*** Opening of INFORMATION PROVIDED ***

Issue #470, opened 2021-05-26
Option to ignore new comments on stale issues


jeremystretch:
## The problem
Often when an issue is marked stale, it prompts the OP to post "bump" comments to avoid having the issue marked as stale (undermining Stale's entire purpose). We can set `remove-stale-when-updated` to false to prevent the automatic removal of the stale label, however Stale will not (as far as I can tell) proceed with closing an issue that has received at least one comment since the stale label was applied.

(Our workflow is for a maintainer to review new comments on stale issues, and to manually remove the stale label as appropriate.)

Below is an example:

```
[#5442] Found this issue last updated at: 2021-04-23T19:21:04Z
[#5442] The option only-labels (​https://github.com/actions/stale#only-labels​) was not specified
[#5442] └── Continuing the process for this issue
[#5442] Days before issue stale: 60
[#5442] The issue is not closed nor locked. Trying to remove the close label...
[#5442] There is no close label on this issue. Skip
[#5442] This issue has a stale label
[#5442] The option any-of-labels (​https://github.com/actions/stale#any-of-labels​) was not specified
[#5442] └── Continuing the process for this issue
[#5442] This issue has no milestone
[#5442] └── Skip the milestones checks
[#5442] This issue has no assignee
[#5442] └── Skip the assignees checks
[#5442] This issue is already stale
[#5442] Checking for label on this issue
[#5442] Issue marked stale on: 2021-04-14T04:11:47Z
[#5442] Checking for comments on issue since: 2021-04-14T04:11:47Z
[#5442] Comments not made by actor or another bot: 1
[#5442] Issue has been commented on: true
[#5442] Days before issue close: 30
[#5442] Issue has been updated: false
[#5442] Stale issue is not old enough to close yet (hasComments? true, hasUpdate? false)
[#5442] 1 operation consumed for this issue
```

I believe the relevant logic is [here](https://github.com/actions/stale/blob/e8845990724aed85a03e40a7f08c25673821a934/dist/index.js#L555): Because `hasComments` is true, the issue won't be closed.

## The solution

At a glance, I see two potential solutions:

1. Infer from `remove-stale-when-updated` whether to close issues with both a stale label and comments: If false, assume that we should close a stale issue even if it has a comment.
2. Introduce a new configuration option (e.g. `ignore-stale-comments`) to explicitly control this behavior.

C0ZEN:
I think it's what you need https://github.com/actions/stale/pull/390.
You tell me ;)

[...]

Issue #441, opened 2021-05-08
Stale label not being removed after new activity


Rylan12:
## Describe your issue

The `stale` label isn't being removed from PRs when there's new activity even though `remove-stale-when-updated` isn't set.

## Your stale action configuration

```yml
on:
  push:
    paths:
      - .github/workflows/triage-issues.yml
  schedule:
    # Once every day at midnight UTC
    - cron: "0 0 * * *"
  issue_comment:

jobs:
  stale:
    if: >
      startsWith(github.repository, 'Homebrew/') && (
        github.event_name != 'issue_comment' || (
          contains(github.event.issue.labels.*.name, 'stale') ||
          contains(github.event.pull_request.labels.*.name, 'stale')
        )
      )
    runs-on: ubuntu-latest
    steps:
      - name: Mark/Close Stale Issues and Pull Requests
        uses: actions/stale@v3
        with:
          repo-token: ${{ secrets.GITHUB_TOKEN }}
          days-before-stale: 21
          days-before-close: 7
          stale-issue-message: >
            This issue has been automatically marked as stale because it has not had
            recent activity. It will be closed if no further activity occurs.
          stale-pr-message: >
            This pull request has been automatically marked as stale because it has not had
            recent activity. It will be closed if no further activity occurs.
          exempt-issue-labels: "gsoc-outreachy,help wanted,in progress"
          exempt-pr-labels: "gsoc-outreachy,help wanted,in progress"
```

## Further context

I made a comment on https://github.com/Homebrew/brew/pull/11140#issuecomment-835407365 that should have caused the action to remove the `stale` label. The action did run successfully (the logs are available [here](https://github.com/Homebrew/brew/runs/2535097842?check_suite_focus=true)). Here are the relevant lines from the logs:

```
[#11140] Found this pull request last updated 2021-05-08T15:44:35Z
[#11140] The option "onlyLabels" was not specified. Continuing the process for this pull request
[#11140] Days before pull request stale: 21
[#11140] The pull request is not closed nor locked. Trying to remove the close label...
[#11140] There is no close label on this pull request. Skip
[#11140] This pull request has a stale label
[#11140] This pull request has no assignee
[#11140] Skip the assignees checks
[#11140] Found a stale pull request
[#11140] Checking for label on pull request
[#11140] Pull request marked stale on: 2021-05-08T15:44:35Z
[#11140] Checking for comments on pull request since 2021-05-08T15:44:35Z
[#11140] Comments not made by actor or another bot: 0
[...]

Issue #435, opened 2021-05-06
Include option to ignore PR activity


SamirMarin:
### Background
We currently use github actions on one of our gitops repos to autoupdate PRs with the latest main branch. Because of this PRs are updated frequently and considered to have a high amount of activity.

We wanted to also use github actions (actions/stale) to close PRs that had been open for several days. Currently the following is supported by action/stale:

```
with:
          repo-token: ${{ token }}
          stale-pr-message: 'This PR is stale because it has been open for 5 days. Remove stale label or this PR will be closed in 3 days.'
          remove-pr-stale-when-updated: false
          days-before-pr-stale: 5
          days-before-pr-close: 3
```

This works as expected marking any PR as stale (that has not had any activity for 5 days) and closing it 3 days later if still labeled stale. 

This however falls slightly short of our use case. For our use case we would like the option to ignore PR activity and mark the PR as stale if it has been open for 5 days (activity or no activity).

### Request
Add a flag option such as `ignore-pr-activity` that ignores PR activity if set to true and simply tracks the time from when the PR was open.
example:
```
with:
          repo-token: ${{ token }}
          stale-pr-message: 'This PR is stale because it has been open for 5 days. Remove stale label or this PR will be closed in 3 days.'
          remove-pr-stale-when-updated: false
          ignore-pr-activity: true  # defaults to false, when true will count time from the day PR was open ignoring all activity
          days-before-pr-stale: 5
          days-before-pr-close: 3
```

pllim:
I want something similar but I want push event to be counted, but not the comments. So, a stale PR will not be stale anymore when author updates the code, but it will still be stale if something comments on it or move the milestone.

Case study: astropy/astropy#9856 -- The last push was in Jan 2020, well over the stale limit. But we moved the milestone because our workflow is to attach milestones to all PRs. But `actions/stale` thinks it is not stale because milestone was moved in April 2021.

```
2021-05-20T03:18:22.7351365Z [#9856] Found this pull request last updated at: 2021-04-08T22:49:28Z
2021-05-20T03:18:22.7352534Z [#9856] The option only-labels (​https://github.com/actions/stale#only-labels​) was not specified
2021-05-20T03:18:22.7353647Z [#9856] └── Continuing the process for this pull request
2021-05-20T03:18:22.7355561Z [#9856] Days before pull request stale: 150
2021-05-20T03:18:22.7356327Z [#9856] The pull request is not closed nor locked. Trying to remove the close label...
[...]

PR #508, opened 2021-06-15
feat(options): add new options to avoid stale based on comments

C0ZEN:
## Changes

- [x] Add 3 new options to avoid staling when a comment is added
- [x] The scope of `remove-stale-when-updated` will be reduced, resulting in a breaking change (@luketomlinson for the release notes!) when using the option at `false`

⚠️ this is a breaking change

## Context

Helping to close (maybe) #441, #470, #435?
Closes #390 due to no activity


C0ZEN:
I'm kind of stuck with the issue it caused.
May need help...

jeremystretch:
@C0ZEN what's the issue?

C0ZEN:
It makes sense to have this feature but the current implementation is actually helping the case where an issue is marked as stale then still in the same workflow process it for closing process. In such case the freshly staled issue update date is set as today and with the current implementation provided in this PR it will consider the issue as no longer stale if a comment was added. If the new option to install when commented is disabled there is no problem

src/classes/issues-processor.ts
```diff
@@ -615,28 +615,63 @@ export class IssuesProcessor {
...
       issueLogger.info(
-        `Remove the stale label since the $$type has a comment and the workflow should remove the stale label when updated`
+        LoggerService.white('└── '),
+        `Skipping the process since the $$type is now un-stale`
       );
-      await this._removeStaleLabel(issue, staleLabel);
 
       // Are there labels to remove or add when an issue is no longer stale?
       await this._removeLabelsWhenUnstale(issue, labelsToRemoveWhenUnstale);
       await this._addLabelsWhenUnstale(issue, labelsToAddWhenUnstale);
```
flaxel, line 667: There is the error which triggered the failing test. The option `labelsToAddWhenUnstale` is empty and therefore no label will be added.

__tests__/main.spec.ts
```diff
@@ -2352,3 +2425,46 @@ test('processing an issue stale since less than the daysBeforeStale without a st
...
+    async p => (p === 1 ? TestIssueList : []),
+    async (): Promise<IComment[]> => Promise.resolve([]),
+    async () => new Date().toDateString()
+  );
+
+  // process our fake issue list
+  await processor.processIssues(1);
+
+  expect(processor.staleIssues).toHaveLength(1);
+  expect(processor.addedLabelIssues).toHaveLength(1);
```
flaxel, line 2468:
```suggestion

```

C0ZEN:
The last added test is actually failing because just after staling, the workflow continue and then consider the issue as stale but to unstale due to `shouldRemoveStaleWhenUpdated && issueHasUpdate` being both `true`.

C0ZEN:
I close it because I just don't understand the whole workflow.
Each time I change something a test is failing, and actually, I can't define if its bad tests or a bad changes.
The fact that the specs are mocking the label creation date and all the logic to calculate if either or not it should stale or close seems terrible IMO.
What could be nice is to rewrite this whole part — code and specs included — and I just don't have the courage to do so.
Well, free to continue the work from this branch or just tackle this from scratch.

*** Close of INFORMATION PROVIDED ***

Pull every line containing "need" from the entries above and copy it.

I think it's what you need https://github.com/actions/stale/pull/390.
May need help...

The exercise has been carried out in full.